# Dulling a glossy polyurethane finish...



## Picturemeister (Nov 22, 2012)

How can I CHEMICALLY dull a polyurethane finishing I've applied to an art project?

The "satin" finish is far too shiny for my needs... and would like to brush on something to uniformly dull it.

*I of course know about using steel wool to PHYSICALLY dull the finish, however this sculpture has deep recessed
areas that are NOT accessible for physically abraiding. --- Any suggestions on some sort of CHEMICAL treatment, such
as a mild acid (vinegar?)(alcohol?) or product that could brushed onto the deep complex surface and then wiped off?

My thanks!


----------



## Rick Mosher (Feb 26, 2009)

I would scuff sand the entire surface and apply a coat of dead flat polyurethane. You didn't specify whether you used water or oil base but just stick with the same base you used originally. The dead flat will dry completely flat (no sheen) and then if wanted you can lightly polish the high spots to create a natural looking patina.


----------



## Picturemeister (Nov 22, 2012)

Thanks for your thoughts Rick...
"Scuffing the surface of this bas-relief sculpture is easy enough via steel wool, however, the real challenge is to knock down the the deep recessed (and often intricate) areas that have the glossy sheen (that even the "satin" polyurethane imparted). --- This is why I thought a more chemical approach would be best to uniformly flatten ALL the 'peaks & valleys' of the surface. I could do some tests with mild acids, such as vinegar or diluted Muriatic acid... but I fear that IF they flattened the sheen, they might likewise cause it to frost (get a milky non-transparent quality).
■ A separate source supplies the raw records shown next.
PR #141, opened 2024-08-28
Block style: Code 

### LINKED ISSUE #127: Block style: Code

Add the default style for the code block to theme.json.
The background color should be `secondary`, and the text color should be `contrast`.
Font size should be `small`. Font weight `400`. The font family should not be set, the block can fallback to the default. 
The left, right, top and bottom padding should be `small`.

[Figma design](https://www.figma.com/design/dzGCSntVch4EQdVERTqyVK/Twenty-Twenty-Five?node-id=565-10056&m=dev)

(Note that the design in Figma uses other color names)

kishanjasani:
**Description**
Update the styles for the default code block. Fixes: #127 

**Screenshots**
Screenshot at Aug 28 09-22-53

**Testing Instructions**

1. Add page
2. Add code block to the page and check the styles.

### DIFF
--- a/theme.json
+++ b/theme.json
@@ -953,7 +953,6 @@
 				"color": {
 					"background": "var:preset|color|secondary",
 					"text": "var:preset|color|contrast"
-
 				},
 				"spacing": {
 					"padding": {
--- a/theme.json
+++ b/theme.json
@@ -947,8 +947,21 @@
 		"blocks": {
 			"core/code": {
 				"typography": {
-					"fontFamily": "monospace",
-					"fontSize": "var:preset|font-size|small"
+					"fontSize": "var:preset|font-size|small",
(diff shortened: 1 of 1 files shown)


juanfra (commented):
Thanks for working on this. The changes look good ✨

The only thing I noticed is that the figma is using the `SF Mono` font and given that we're not including it, the code block is defaulting to `monospace`. 

@beafialho are we ok using `monospace` here?

beafialho:
We could perhaps use `Fira Code`, since we're including it in the theme?

juanfra:
Thanks Bea! Sounds good to me. @kishanjasani can you please work on the adjustments?

kishanjasani:
Updated the fonts to `fira-code`.

PR #144, opened 2024-08-28
Personal blog: Misc width changes

carolinan:
**Description**
After the change to the width of the header and footer, some elements in the default templates have the wrong width.

**Screenshots**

You mentioned re-coating with a "DEAD FLAT polyurethane", which is an interesting idea. I've never seen such a product... it is certainly NOT available @ Home Depot or Lowes. Satin is the lowest gloss product they (and most paint stores) carry. 
A question or two about this "dead flat" poly. :

1. Is this an actual product name, or just an adjective?
2. Where can a fellow buy such a thoroughly FLAT product??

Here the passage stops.